Caminhava calmamente pelas ruas da cidade. A mochila pesava em apenas um ombro, os tênis All Star marcava os passos silenciosos e o casaco preso abaixo da cintura esvoaçava como o passar da brisa.

Não queria ir para casa cedo naquele dia, não iria fazer nada lá de toda forma e andar a fazia pensar melhor. Misaki tinha ido almoçar com Mugi em comemoração a dois anos de namoro, então Chihiro estava sem companhia naquela tarde.

Haviam se passado três dias desde que vira Kohakunushi, três dias que continuava recebendo bilhetes na forma de bonecos de papel, estes que desapareciam assim que ela desviava o olhar. Antes pensara que estava ficando maluca, que o cansaço a estava manipulando, mas os pesadelos tinham parado e já não podia mais culpá-los pelos estranhos acontecimentos.

Nos bilhetes, os mesmo avisos: Chihiro, cuidado. Mas uma das coisas que a incomodou foi bilhete que recebera naquela manhã, estava dentro do caderno: Não saia sozinha hoje à noite. K.N.

Perguntou-se se deveria obedecer, se fazia algum sentido.
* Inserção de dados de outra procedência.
PR #615, opened 2020-09-03
Add overlay_two_imgs to visualize subpackage

DannieSheng:
**Describe your changes**
A function that overlays two images, images can be either RGB or grayscale. 
Along with this function, another function called _resize_img is also in this pull request, which resizes the image to the desired size: crop when larger than the desired size, zero-padding when smaller than the desired size. This function is used in overlay_two_imgs and can also be used in visualize.time_lapse_video, both of the functions require the exact same size of the input images.

It also includes updating features discussed in #634  

**Type of update**
Is this a:
* Update to documentation

**Additional notes**
* Documentation for pcv.transform.resize and pcv.transform.resize_factor to be included


HaleySchuhl (approved):
I made a few minor updates to the documentation page and the internal documentation within the functions. Otherwise it looks great!

DannieSheng:
> I made a few minor updates to the documentation page and the internal documentation within the functions. Otherwise it looks great!

Awesome! Thanks!

nfahlgren:
@DannieSheng I started testing out a service (Codacy) for code review. My intention was to use it as a guide on the backend but it looks like it's enabled itself on the PR checklist even though I don't have it configured that way. So feel free to ignore it for now

DannieSheng:
> @DannieSheng I started testing out a service (Codacy) for code review. My intention was to use it as a guide on the backend but it looks like it's enabled itself on the PR checklist even though I don't have it configured that way. So feel free to ignore it for now

Got it! Thanks!

HaleySchuhl (approved):

nfahlgren:
@DannieSheng I propose removing the image resizing feature of `overlay_two_imgs`, at least for now. I think in most cases, images will be the same size already because in most common workflows one would be overlaying an image with a transformation of the same image (e.g. a binary mask). In cases where the images are not the same, the user could use the `pcv.transform.resize` function separately to resize one or both of the images.

That being said, if later we find that resizing is a common need for the overlay function we could then add the resizing feature back in. Or alternatively, a function that takes in an image series and resizes the whole stack to be the same size could be useful and could be used upstream of the overlay function.

What do you think?

DannieSheng:
@nfahlgren I agree. I think that makes sense.

dschneiderch:
hi all, my experience is that images of different sizes aren't going to overlay particularly well.  I recently did some testing but basically the best results by far for overlaying images from different cameras require a perspective warp. i'm happy to contribute code I put together

nfahlgren:
Thanks @DannieSheng! Do you want to work on that update, or happy to if you are busy with other things.

@dschneiderch, we would definitely be interested in the calibration and data fusion stuff you have been working on!

DannieSheng:
@nfahlgren Yes I'd love to!

DannieSheng:
@dschneiderch Awesome! Good to hear that!

plantcv/plantcv/visualize/overlay_two_imgs.py
```diff
@@ -48,28 +45,12 @@ def overlay_two_imgs(img1, img2, alpha=0.5, size_img=None):
...
-    if size_img is None:
-        size_img = np.max([sz_img1[0], sz_img2[0]]), np.max([sz_img1[1], sz_img2[1]])
+    # assumption: the sizes of img1 and img2 are the same
+    size_img = img1_.shape[0:2]
 
     # initialize the output image
     out_img = np.zeros(size_img + (3,), dtype='uint8')
 
-    # check if sizes are the same
-    if sz_img1 != size_img:
```
dschneiderch: if I may, I think we should check that the sizes are the same. if not, raise a fatal error and ask the user to resize one of the images e.g. with tranform subpackage

nfahlgren: Added, thanks @dschneiderch!

nfahlgren (approved):
Thank you @DannieSheng!

PR #23, opened 2016-11-16
Fix desktop, add eww and irony

xuchunyang:


tarsius:
Thanks!

I have changed the order in the second commit to match similar existing parts.

PR #25, opened 2016-11-27
Add directories for emojify and xkcd

therockmandolinist:


tarsius:
Thanks! I have spread the fixup commit across the preceding commits before merge.

PR #26, opened 2016-11-30
auto-save: Move files into a directory

justbur:
auto-save files get created for each new PID and this creates quite a bit of
clutter in var.

What do you think @tarsius? I did this because my var directory was filling up with these files.

### DIFF
--- a/no-littering.el
+++ b/no-littering.el
@@ -70,7 +70,7 @@
 ;;
 ;; 1. File names are based on the name of the respective Emacs lisp
 ;;    variables and the name of the respective Emacs package.
-;;   
+;;
 ;; 2. The name of the respective Emacs package should serve as the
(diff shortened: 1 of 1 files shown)


therockmandolinist:
In my emacs (26.0.50.1) auto save files get automatically placed in the temp directory, with only the list of auto saves being placed in var. I think this is the only thing enforced in no-littering, so curious as to how your auto saves are ending up in var.

justbur:
It's the list files I'm referring to here.

therockmandolinist:
Oh, I see. How come there's more than one? I don't have too much experience with the auto save list files themselves, but I think so far I've had one at a time for the most part.

justbur:
They are unique by PID, so if you start up multiple instances of emacs you get more than one.

PR #27, opened 2016-11-30
Add bbdb, elfeed, and elfeed-org

therockmandolinist:
I've grouped the last two under the "elfeed" folder since elfeed-org is an enhancement to elfeed.

### DIFF
--- a/no-littering.el
+++ b/no-littering.el
@@ -234,6 +234,7 @@ This variable has to be set before `no-littering' is loaded.")
        `(make-directory ,(var "elfeed/") t))
     (setq elfeed-db-directory              (var "elfeed/db/"))
     (setq elfeed-enclosure-default-dir     (var "elfeed/enclosures/"))
+    (setq rmh-elfeed-org-files             (list (var "elfeed/elfeed.org")))
     (setq emms-directory                   (var "emms/"))
     (eval-after-load 'emojify
       `(make-directory ,(var "emojify/") t))
--- a/no-littering.el
+++ b/no-littering.el
@@ -230,6 +230,10 @@ This variable has to be set before `no-littering' is loaded.")
     (eval-after-load 'company-statistics
       `(make-directory ,(var "company/") t))
     (setq company-statistics-file          (var "company/statistics.el"))
+    (eval-after-load 'elfeed
+       `(make-directory ,(var "elfeed/") t))
+    (setq elfeed-db-directory              (var "elfeed/db/"))
+    (setq elfeed-enclosure-default-dir     (var "elfeed/enclosures/"))
     (setq emms-directory                   (var "emms/"))
     (eval-after-load 'emojify
       `(make-directory ,(var "emojify/") t))
--- a/no-littering.el
+++ b/no-littering.el
@@ -218,6 +218,10 @@ This variable has to be set before `no-littering' is loaded.")
 
     (setq ac-comphist-file                 (var "ac-comphist.el"))
     (setq anaconda-mode-installation-directory (etc "anaconda-mode/"))
+    (eval-after-load 'bbdb
+      `(make-directory ,(var "bbdb/") t))
+    (setq bbdb-file                        (var "bbdb/bbdb.el"))
+    (setq bbdb-vcard-directory             (var "bbdb/bbdb-vcard/"))
     (setq bm-repository-file               (var "bm-repository.el"))
     (eval-after-load 'bookmark+-1
       `(make-directory ,(var "bmkp/") t))


tarsius:
> tarsius approved these changes just now

No, I approved one out of three commits.

no-littering.el
```diff
@@ -217,6 +217,10 @@ This variable has to be set before `no-littering' is loaded.")
 
     (setq ac-comphist-file                 (var "ac-comphist.el"))
     (setq anaconda-mode-installation-directory (etc "anaconda-mode/"))
+    (eval-after-load 'bbdb
```
tarsius: *meta*

(1) A line comment on a single commit, using "Start a review".

no-littering.el
```diff
@@ -217,6 +217,10 @@ This variable has to be set before `no-littering' is loaded.")
...
+      `(make-directory ,(var "bbdb/") t))
+    (setq bbdb-file                        (var "bbdb/bbdb.el"))
+    (setq bbdb-vcard-directory             (var "bbdb/bbdb-vcard/"))
```
tarsius: *meta*

(2) And another, using "Add review comment".

tarsius:
*meta*

(4) Ah, that's actually useful. Let's experiment some more.

Except that I cannot comment on the review, only individual line comments or here at the top-level.

no-littering.el
tarsius: *meta*

(5) Reply to a line-comment.

no-littering.el
```diff
@@ -217,13 +217,22 @@ This variable has to be set before `no-littering' is loaded.")
...
     (eval-after-load 'bookmark+-1
       `(make-directory ,(var "bmkp/") t))
     (setq bmkp-current-bookmark-file       (var "bmkp/current-bookmark.el"))
     (setq bmkp-last-bookmark-file          (var "bmkp/last-bookmark.el"))
     (eval-after-load 'company-statistics
       `(make-directory ,(var "company/") t))
     (setq company-statistics-file          (var "company/statistics.el"))
+    (eval-after-load 'elfeed
```
tarsius: *meta*

(6) Line-comment on "Files changed" and then "Start a review".

tarsius:
*meta* (I am stopping that now, and will open a new pr for the actual changes later)

(8) The 6,7 review takes me to the overview and the 1,2,3 review takes me to the individual commit. Good.

tarsius:
(9) What happens if I close...

tarsius:
(10) ... and reopen?

tarsius:
(11) Review still there. Good.

tarsius:
(12) Going to force push, rebased but unmodified commits...

tarsius:
(13) Actually let's make a non-review comment first...

no-littering.el
```diff
@@ -217,13 +217,22 @@ This variable has to be set before `no-littering' is loaded.")
 
     (setq ac-comphist-file                 (var "ac-comphist.el"))
     (setq anaconda-mode-installation-directory (etc "anaconda-mode/"))
+    (eval-after-load 'bbdb
+      `(make-directory ,(var "bbdb/") t))
+    (setq bbdb-file                        (var "bbdb/bbdb.el"))
```
tarsius: (14) Non-review line comment.

tarsius:
(14) Pushing now...

tarsius:
(15) ... or not, it seems you have disabled this.

@therockmandolinist Please rebase and then push, so that I can continue this experiment.

tarsius:
(16) Old commits are still thrown away, but at least the diffs are kept. Sometimes that's enough...

... sometimes not. Let's see if the old mechanism for preventing that still works:

"Mentioning the current tip: 4e22b51f081381dfbc9577a066687338e3cf2af7."

no-littering.el
```diff
@@ -234,6 +234,7 @@ This variable has to be set before `no-littering' is loaded.")
        `(make-directory ,(var "elfeed/") t))
     (setq elfeed-db-directory              (var "elfeed/db/"))
     (setq elfeed-enclosure-default-dir     (var "elfeed/enclosures/"))
+    (setq rmh-elfeed-org-files             (list (var "elfeed/elfeed.org")))
```
tarsius: (17) Will this be preserved?

tarsius:
(19) No.

no-littering.el
tarsius: (20) But somehow this comment got moved from 4e22b51f081381dfbc9577a066687338e3cf2af7 to dd162629c6bc3d06bd8dca9cf800a75d58475c08, which is at least surprising.

tarsius: (21) What if I mention its hash when commenting on that commit? That would be dd162629c6bc3d06bd8dca9cf800a75d58475c08 at this time. Using "Add single comment".

tarsius:
(22) Pushing...

tarsius:
(23) Still no. Well at least the diffs are there and if we really want to be able to get our hands on the old tip, then we can still mention its hash to preserve it. However we have lost the following:

1. From the comment it is not possible to extend the diff to see the context.
2. From the commit it is not possible to see the comment.

But I guess we can open two windows.

therockmandolinist:
Sorry, could you clarify which part you don't like? Not sure I understand. Is it simply the repetition of `bbdb` in the file name and folder? They could be renamed.

tarsius:
> Sorry, could you clarify which part you don't like? Not sure I understand. Is it simply the repetition of `bbdb` in the file name and folder? They could be renamed.

Yes.

> [File names (2)] The name of the respective Emacs package should serve as the prefix of the file name, unless the file is in a subdirectory in which case the name of the subdirectory serves as the prefix.

Implies that the prefix should not be repeated. But if we remove that, what remains of `bbdb-file` if we also follow

> [File names (4)]  If the name of a path variable ends with -file, -default-file, -directory, -default-directory, or something similar, then that suffix is usually dropped from the file name.

`-`?!

Normally that would not be an issue because of

> [File location and subdirectories (5)] If a package only defines a single variable that specifies a data (or config) directory, then the directory name should nevertheless be just the package name.

But because of

> [File location and subdirectories (4)] A package that provides a "framework" for other packages to use, then we may reuse its directories for other packages that make use of that framework or otherwise "extend" the "main package". 

it is in this case.

tarsius:
wip

tarsius:
* There's no way around `bbdb/bbdb.el`, but I changed `bbdb/vcard.el` instead of `bbdb/bbdb-vcard.el`.
* I also moved the definition of `rmh-elfeed-org-files` and changed the path to`elfeed/rmh-elfeed.org`.

PR #28, opened 2016-12-09
Add auto-insert and bm

glucas:


tarsius:
Thanks! I have cherry-picked those commits.

PR #29, opened 2016-12-12
Move url-configuration-directory to var

glucas:
I think `url-configuration-directory` should be set to a `var` directory, rather than `etc`. Despite having "configuration" in the name, what gets stored there is things like cookies and history. That seems more like cache state than configuration.

I propose using var/url and var/url/cache, but perhaps it would be more consistent with the no-littering guidelines to have var/url/configuration and var/url/cache.


tarsius:
> perhaps it would be more consistent with the no-littering guidelines to have var/url/configuration and var/url/cache.

I've changed your commit to do that and applied that.

Thanks!

PR #30, opened 2016-12-31
speed-type: theme speed-type-gb-dir

therockmandolinist:


tarsius:
Do we really have to create this directory? I would expect that the package takes care of that itself.

therockmandolinist:
I'm actually unsure, here's the commit that added this functionality: parkouss/speed-type@f87399c

tarsius:
Looking at the rest of the code in `speed-type--gb-retrieve` revealed that it is not. I have adjusted your commit and pushed to `master`.

PR #32, opened 2017-01-17
jabber: theme jabber-avatar-cache-directory and jabber-history-dir

DamienCassou:


tarsius:
Thanks! I have cherry-picked.

PR #33, opened 2017-01-17
runner: theme runner-init-file

DamienCassou:


tarsius:
It doesn't seem likely that this package gains a second data file, so I am using `runner-init.el`, no sub-directory.

PR #34, opened 2017-01-17
org-caldav: theme variables

DamienCassou:
Theme `org-caldav-backup-file` and `org-caldav-save-directory`.


tarsius:
I have rearranged the lines.

PR #37, opened 2017-01-22
Correct a typographical error in the package conventions

doolio:
Correction applied to both the Emacs Lisp and Markdown files. Removed some
trivial errors highlighted by Flycheck as well.


tarsius:
Thanks!

PR #41, opened 2017-02-16
save-visited-files: theme save-visited-files-location

jpkotta:


tarsius:
I have changed the file name to be equal to the file name. Which is a bit weird, but that's because the variable has a weird name. I didn't like how the name you picked ended with `-files` as that implies that it is a directory containing multiple files.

Imaginava que se houvesse contado a Misaki ela diria que eram sinais e que deveriam ser observados, mas Misaki sempre fora muito mística e Chihiro achava certas coisas de forma demasiadamente exagerada.

“Não saia sozinha de casa”? Pensou enquanto parava em um carrinho de pipoca e comprava um pacote de tamanha médio. O que hipoteticamente poderia acontecer? Então enquanto entrega o dinheiro para o vendedor uma criança passou por si, correndo e chamando pela mãe, Chihiro jurou ter visto uma sombra atrás da garota, uma sombra sem corpo físico que fez os pelos dos braços da mesma eriçarem.

Chihiro não pensou duas vezes e correu em disparada atrás da menina. - Espere! Cuidado, não pode ir por ai! - gritou enquanto a menina ia em direção a pista onde os carros trafegavam em alta velocidade.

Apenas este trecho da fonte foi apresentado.